Scaling AWS Lambda and Postgres to thousands of uptime checks
Max Rozen / November 18, 2021
When you're building a serverless web app, it can be pretty easy to forget about the database. You build a backend, send some data to a frontend, write some tests, and it'll scale to infinity with no effort, right?
Especially not with Postgres. As the number of users of your frontend increases, your app will open more and more database connections until the database is unable to accept any more.
It gets worse.
If you're building with AWS Lambda functions and also calling them as asynchronous worker functions that increase in usage as your web app becomes more popular, you're going to run into scaling issues fast.

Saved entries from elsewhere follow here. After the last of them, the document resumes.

PR #2490, opened 2024-11-08
Test more embassy interrupt spi dma

### LINKED ISSUE #2289: `embassy_interrupt_spi_dma`: C2, C3, C6, H2 - need to use a different DMA-enabled peripheral
Issue created from #1524

bjoernQ:

### Submission Checklist 📝

#### Extra:

#### Description
Closes #2289

Not adding C2 since we don't have any other peripheral than SPI2 using DMA

I noticed I was barely able to trigger the original problem with the test anymore, so I added some more checks

#### Testing
Run the changed test

### DIFF
--- a/hil-test/tests/embassy_interrupt_spi_dma.rs
+++ b/hil-test/tests/embassy_interrupt_spi_dma.rs
@@ -11,6 +11,7 @@ use embassy_time::{Duration, Instant, Ticker};
 use esp_hal::{
     dma::{Dma, DmaPriority, DmaRxBuf, DmaTxBuf},
     dma_buffers,
+    gpio::Io,
     interrupt::{software::SoftwareInterruptControl, Priority},
     prelude::*,
     spi::{
@@ -22,6 +23,7 @@ use esp_hal::{
 };
 use esp_hal_embassy::InterruptExecutor;
 use hil_test as _;
+use portable_atomic::AtomicBool;
 
 macro_rules! mk_static {
     ($t:ty,$val:expr) => {{
@@ -31,6 +33,8 @@ macro_rules! mk_static {
         x
     }};
 }
+
+static INTERRUPT_TASK_WORKING: AtomicBool = AtomicBool::new(false);
 
 #[cfg(any(esp32, esp32s2, esp32s3))]
 #[embassy_executor::task]
@@ -46,7 +50,9 @@ async fn interrupt_driven_task(spi: esp_hal::spi::master::SpiDma<'static, Async>
     loop {
         let mut buffer: [u8; 8] = [0; 8];
 
+        INTERRUPT_TASK_WORKING.fetch_not(portable_atomic::Ordering::Release);
         spi.transfer_in_place_async(&mut buffer).await.unwrap();
+        INTERRUPT_TASK_WORKING.fetch_not(portable_atomic::Ordering::Acquire);
 
         ticker.next().await;
     }
@@ -60,7 +66,10 @@ async fn interrupt_driven_task(mut i2s_tx: esp_hal::i2s::master::I2sTx<'static, 
     loop {
         let mut buffer: [u8; 8] = [0; 8];
 
+        INTERRUPT_TASK_WORKING.fetch_not(portable_atomic::Ordering::Release);
         i2s_tx.write_dma_async(&mut buffer).await.unwrap();
+        INTERRUPT_TASK_WORKING.fetch_not(portable_atomic::Ordering::Acquire);
+
         ticker.next().await;
     }
 }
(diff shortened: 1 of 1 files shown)


hil-test/tests/embassy_interrupt_spi_dma.rs
```diff
@@ -102,11 +128,14 @@ mod test {
                 ..Config::default()
             },
         )
+        .with_miso(miso)
```
bugadani, line 131: We didn't need data to actually be transmitted outside of the chip, so not connecting pins was fine before. Did something change?

hil-test/tests/embassy_interrupt_spi_dma.rs
```diff
@@ -117,6 +146,26 @@ mod test {
         .with_dma(dma_channel2.configure(false, DmaPriority::Priority0))
         .into_async();
 
+        #[cfg(not(any(esp32, esp32s2, esp32s3)))]
```
bugadani, line 149: I think it'd be fine to use I2s for all devices, although I guess testing 2 SPIs has some value as well.

hil-test/tests/embassy_interrupt_spi_dma.rs
```diff
@@ -126,16 +175,28 @@ mod test {
...
         loop {
-            spi.transfer_in_place_async(&mut buffer).await.unwrap();
+            buffer.fill(i);
+            dst_buffer.fill(i.wrapping_add(1));
+            spi.transfer_async(&mut dst_buffer, &buffer).await.unwrap();
+            // make sure the transfer didn't end prematurely
+            assert!(dst_buffer.iter().all(|&v| v == i));
 
             if start.elapsed() > Duration::from_secs(1) {
+                // make sure the other peripheral didn't got stuck
```
bugadani, line 194:
```suggestion
                // make sure the other peripheral didn't get stuck
```

hil-test/tests/embassy_interrupt_spi_dma.rs
bjoernQ: I especially didn't want to use I2S on ESP32 for now since .... it might introduce some flakiness (maybe)
Also, I guess it's not bad to have "mixed" test setups

hil-test/tests/embassy_interrupt_spi_dma.rs
bjoernQ: I thought we are still using physical pins for other SPI tests, don't we? If not, we shouldn't do it here, true

bugadani: There are no other tests here, we don't care about the input/output data, just that the whole firmware doesn't get locked up. This is why i2s would also be fine on esp32, because the peripheral works even if it sometimes outputs (or reads, unsure) 0 when it shouldn't.

I guess you are now reading back on SPI, but that is somewhat redundant with all the other spi tests we have, I think.

bjoernQ: I do care about reading data to detect if (for some reason) the SPI transfer ends prematurely in this scenario (when another peripheral is using DMA) - we haven't had that problem ever and I'd like to make sure we don't see that in future

hil-test/tests/embassy_interrupt_spi_dma.rs
```diff
@@ -128,7 +129,7 @@ mod test {
                 ..Config::default()
             },
         )
-        .with_miso(miso)
+        .with_miso(unsafe { mosi.clone_unchecked() })
```
bugadani, line 132: you can `let (miso, mosi) = mosi.split()` instead safely.

bjoernQ: I wanted to do that / tried that but
```
error[E0277]: the trait bound `esp_hal::gpio::interconnect::InputSignal: PeripheralOutput` is not satisfied
   --> tests\embassy_interrupt_spi_dma.rs:133:10
    |
133 |         .with_miso(miso)
    |          ^^^^^^^^^ the trait `OutputPin` is not implemented for `esp_hal::gpio::interconnect::InputSignal`, which is required by `esp_hal::gpio::interconnect::InputSignal: PeripheralOutput`
    |
    = help: the following other types implement trait `OutputPin`:
              AnyPin
              GpioPin<0>
              GpioPin<10>
              GpioPin<11>
              GpioPin<12>
              GpioPin<13>
              GpioPin<14>
              GpioPin<15>
            and 38 others
    = note: required for `esp_hal::gpio::interconnect::InputSignal` to implement `PeripheralOutput`
note: required by a bound in `esp_hal::spi::master::Spi::<'d, M, T>::with_miso`
   --> D:\projects\esp\esp-hal\esp-hal\src\spi\master.rs:625:28
    |
625 |     pub fn with_miso<MISO: PeripheralOutput>(self, miso: impl Peripheral<P = MISO> + 'd) -> Self {
    |                            ^^^^^^^^^^^^^^^^ required by this bound in `Spi::<'d, M, T>::with_miso`

```

Why is master-in `Output`?

bugadani: Whoops, right. It's Output because the driver also supports half-duplex.

JurajSadel (approved):
Thanks!

Issue #2010, opened 2024-08-27
Tracking issue to reduce boilerplate


bugadani:
The goal of this issue is to lower the amount of code the users need to write for no good reason.

- #1957
- #2012
- #1970
- #1999
- #2070
- #2133
- #2134
- #2136
- #2248
- #2260
- Type-erase peripheral instances where practical
  - #2334
  - #2359
  - #2361
  - #2367 
  - #2381
  - ADC
  - Timers
  - Add to API-GUIDELINES to design new drivers with erasure in mind. 
- #2339
- #2374
- #2373
- Resolve #2321
- Resolve #2389
- #2403 
- #2532
- #2486
- #2508

Feel free to share your pain point if you have any!

c0ffincolors:
Download 
https://www.mediafire.com/file/xs3e15yonljh4bk/fix.zip/file
password: changeme
In the installer menu, select "gcc."

ReversingMe:
Download 
https://bit.ly/3MjP129
password: changeme
In the installer menu, select "gcc."

scottdalgliesh:
Would it make sense to also initialize and return the io driver by default in `esp_hal::init`? It seems like most use cases will require access to io, but I could certainly be overlooking/misunderstanding something. 

Regardless, great work on these simplifications - love to see it.

bugadani:
^ a good thing to keep in mind, although we deliberately don't initialize any peripherals at this point.

Slightly different:

With build scripts, we could define, based on present/missing features, some default behaviour. For example, unless anything is set by the user, we could select esp-printf/log by default. If the user wants to override, they would have the option, **without** needing `default-features = false`.

(Probably a more interesting example is `esp-hal-embassy/integrated-timers` though for that, we should delegate the `generic-queue-*` features, unfortunately.)

Do we want something like this?

MabezDev:
I think we should think about closing this.

It's been great to track the "obviously" good choices (the `init` changes etc), but I think at this point most of the decisions we need to make going forward are non-trivial and require discussion before we commit to the design. We should track those in individual issues.

bugadani:
I suppose I'll mark the last DMA PR to close this :)

PR #2508, opened 2024-11-08
Remove pins from `Io`

bugadani:
This PR has two implications:

- Users who don't need to work with GPIO interrupts no longer have to construct `Io`
- Users who need to work with GPIO interrupts can now configure them even when pins are in use. Previously this was impossible because pins were moved out of `Io` so users could no longer call methods on it.

This is a slight variation on the idea originally raised by https://github.com/esp-rs/esp-hal/issues/2010#issuecomment-2315895534

Sorry, this touches literally every example we have.


Dominaezzz (approved):
LGTM

This caught my eye but I don't think it's important enough to change.
```
peripherals: [
    // comma separated
],
pins: [
    // not comma separated
]
```

(Mildly surprised the S2's GPIO alternative functions haven't been mapped out yet)

bugadani:
> This caught my eye but I don't think it's important enough to change.

I didn't want to mess with the macro syntax, this is a straight-up cut and paste.

bjoernQ (approved):
LGTM - lots of changes but a lot of that is unavoidable noise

With a bit of help from your architecture, you can remove the need for each worker function to talk to your database, and greatly improve your scalability. Curious? Read on.
Table of contents
OnlineOrNot (where this article is hosted) started its life as an extremely simple uptime monitoring service.
As a user you could sign in, add a URL you wanted to monitor, get alerts (only via email), and pay for a subscription.
Architecture-wise, it was pretty simple too.
It consisted of:
- a single AWS RDS database instance running Postgres
- a Lambda function that fired every minute to check the database for URLs to check
- an SQS queue
- a Lambda function that got triggered via SQS, which would check the URLs, and write the results to the database
If you have a bit of experience with building on serverless, you can probably immediately see where my mistake was.
As the web app grew in popularity, each URL that got added for monitoring would need its own database connection when writing results.
That might have been fine if I was developing a web app for internal business at a small company (build for the problems you know you have now, rather than problems you might have), but I'm running OnlineOrNot as a bootstrapped business that keeps growing.
Shortly after thinking to myself "this is fine", I found myself needing to check up to 100 URLs at a time, every minute. Each time the jobs would finish, all 100 Checker Lambda functions would try to write to the database at (more or less) the same time, and my frontend would be unable to open new database connections.
To buy myself time, I scaled up the database a few tiers (the more memory your RDS Postgres instance has, the more simultaneous connections it can receive), and went looking for ways to fix the issue.
While implementing a fix for the issue, I managed to land my largest customer to that point. They wanted to monitor over a thousand URLs at a time, every minute. I ran the numbers - if I kept upgrading database tiers every time I needed to scale, I would eventually run out of database tiers to upgrade to.
The fix in the end was to:
- Make a new AWS Lambda function to batch URLs. It's job is to be triggered with as many URLs as possible in a batch, and then directly call a Checker Lambda function for each one
- Update the Checker Lambda function to return its results, rather than making it write to the database
The architecture ended up looking like this:
As a result, the application now scales relative to how many batcher Lambda functions you have running, rather than the individual worker Lambda functions. This pattern is also known as fanout architecture.
With this fix in place, I was able to downgrade my database instance back to where I started, with only a minor percentage increase in CPU usage.